Snippet optimization. Google analyzes not only the page as a whole, but also individual snippets. Each paragraph can be an “entry point” to the answer. Therefore, fewer descriptive constructions and redundancy mean a significantly higher chance of getting into the AI search results.
Loss of direct traffic. Although Google denies it, some traffic is indeed lost. The user receives the answer immediately in the search results, which increases the value of brand recognition, quality content, and a strong offer.
The emergence of new visibility formats. In AI Mode, links to the site can appear in the form of quotes, mentions, or a “read more at…” block. This opens up new opportunities for brands that have expert content.
Traditional SEO | SEO in AI Mode |
Keyword optimization | Semantic relevance to queries |
PageRank rating | Evaluation of snippets and thematic clusters |
Users come from links in search results | Users come from LLM responses |
Practical tips on how websites can get into Google’s AI search results
According to Google’s own advice, the basis for successful positioning in both traditional and AI search results is original, useful content (so-called “people-first” content).
But first and foremost, you must adhere to the basic technical minimum:
- the page must be indexed by Google Search and displayed with a web snippet;
- site scanning must be allowed in robots.txt, as well as by any CDN or hosting infrastructure.
There are no additional special requirements for AI Mode — what works for classic search is sufficient.
1. It is advisable to write more non-commercial content that actually solves user queries — after all, in AI search, we formulate long, specific questions and often make additional queries for a deeper understanding.
One strong longread with examples, diagrams, and local cases will work much more effectively than dozens of superficial posts. Google also recommends supplementing text content with high-quality images and videos wherever possible.
2. Ensure a human-centric UX. Even the best content is disappointing if the page is cluttered and navigation is difficult. Check that pages display well on different devices, that visitors can easily distinguish between primary and secondary content, and most importantly, how quickly pages load.
This is influenced by hosting optimized for your CMS, server-level caching, and adequately compressed images.
Here are some helpful resources:
- How to properly configure caching and speed up your website
- How to properly add and optimize media on your website
3. Get microdata right. Structured data and text on the page must match. For example, if the schema says that product.name is “Super Hosting Plan,” then this text must be visible on the page. Or if you set FAQPage, then the questions and answers must be in the layout.
If your page has well-formed structured data, it is easier for it to be included in the set of “candidates” for AI responses, because Google understands what exactly is posted on it. It can also be used partially: for example, only the product description or only contact information.
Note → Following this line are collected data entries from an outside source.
PR #774, opened 2025-08-07
Fixing jdownloader websockets

therobbiedavis:

## Description
Websockets were failing when trying to connect via reverse proxy

Fixes websocket failing to connect.

## How Has This Been Tested?
Once change was applied websockets were able to connect.

## Source / References
https://github.com/jlesage/docker-jdownloader-2/issues/265#issuecomment-3039012571

### DIFF
--- a/.github/workflows/check_samples.yml
+++ b/.github/workflows/check_samples.yml
@@ -12,7 +12,7 @@ jobs:
 
     steps:
       - name: Checkout
-        uses: actions/checkout@v4.1.7
+        uses: actions/checkout@v4.2.2
 
       - name: Check Allowed File Names
         run: |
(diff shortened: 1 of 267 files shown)


drizuid:
> Thanks but have you tested this?
> 
> I do realize what we had before was incorrect, but the proposed fix also looks incorrect.
> 
> The reason is, when you use a variable in the proxy_pass line, nginx has this weird behavior where it automatically appends the `location` to the end of the proxy_pass address. Really weird behavior that is not really documented anywhere that I could find. It doesn't do that when you use an actual address like an ip or a dns hostname.

i did not test (i dont use jdownloader), but i did look through jdownloaders forums and saw similar suggestions for npm and pure nginx.

aptalca:
Right, unfortunately most of those guides use an IP or a dns hostname so they don't hit that weird behavior. We use vars to make sure nginx doesn't complain and refuse to start when a proxied service is not up or reachable. Another weird nginx behavior.

That's why when we have a separate server block for api endpoints that bypass auth, we don't add `/api` to the proxy_pass line: https://github.com/linuxserver/reverse-proxy-confs/blob/master/bazarr.subdomain.conf.sample#L61

But if it works, I'm ok with merging it. @therobbiedavis can you update the date on the first line as well so it shows up in SWAG log as a conf that needs an update?

Thanks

4. Optimize snippets. Give clear answers, use headings, lists, tables, FAQ and HowTo sections — they are easier to read and are pulled up faster in AI Mode.
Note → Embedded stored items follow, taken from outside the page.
PR #814, opened 2026-08-11
Joplin: Remove authentication for /api endpoint

NaruZosa:

## Description
Removed authentication for the /api endpoint, as this breaks communication via the client application which handles authentication natively, or for the /api/ping endpoint which shouldn't be protected.

Fixes communication with the Joplin clients when using authentication such as authelia or tinyauth

## How Has This Been Tested?

Used template on my setup with tinyauth enabled
Confirmed /api/ping is reachable without auth
confirmed mobile and desktop apps can communicate with the joplin server
Confirmed auth is required for accessing non-api endpoints, such as the root


NaruZosa:
Not stale.

PR #5121, opened 2018-07-25
Fix multiple applications of blend image filter with transparent images

brandondong:
Repro case: https://jsfiddle.net/ojt42731/94/


asturur:
the change looks good.
Would you mind adding a small visual test for it? We have a filter test for resizing and adding a test for blend image should be straight forward

brandondong:
No idea why the tests are failing. Passing locally for me.

asturur:
i ll check them

asturur:
i think i ll merge as it is and fix locally since is easier. We need a more colorfull image if we want to make a test, if is very faint is harder to see visually what is going wrong.

PR #5124, opened 2018-07-27
Reset superscript subscript

kalpeshdeo:
As per current implementation there is no way to unsubscript or unsuperscript which is equally important as subscript and superscript. So added support for the same.

### DIFF
--- a/src/shapes/text.class.js
+++ b/src/shapes/text.class.js
@@ -163,7 +163,7 @@
       size:       0.60,
       baseline:   0
     },
-  
+
     /**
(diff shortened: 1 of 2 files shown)


asturur:
Hi @kalpeshdeo, thanks for the PR.
What is wrong with approach of removing dy and fontSize style information from the text object at desired range?

Do we really need a new method?

kalpeshdeo:
Hi @asturur,
There is nothing wrong with that. But, I always prefer to have separate methods so that, existing code will untouched as well as its easy to maintain in future. That's why.

PR #5130, opened 2018-07-29
Fix visual tests

asturur:
Rewrite the blend image filter test reusing code and using images easier to inspect with the eye


asturur:
Ok this was hard. So much confusion while i just made an error in .travis.yml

Google experts also advise paying attention to internal linking and the relevance of the material (the newer the date, the better). We recommend reading our guide on how to visualize and analyze internal linking on a website with ChatGPT.
5. Increase recognition. The name of the company, its expertise, and the frequency of mentions in other sources influence whether it will be included in AI Mode responses. That’s why we work on guest posts, partnerships, and check that the information in Merchant Center and Business Profile is up to date.
In conclusion
AI Mode is changing the very definition of search. It is no longer a set of links, but an attempt to immediately provide the best answer to a user’s query. It takes into account context, personal preferences, and the expertise of sources.
For companies, this means moving from mechanical optimization to real content marketing, deep expertise, and trust building. This is both a challenge and an opportunity to become a leader in your niche in the new era of search.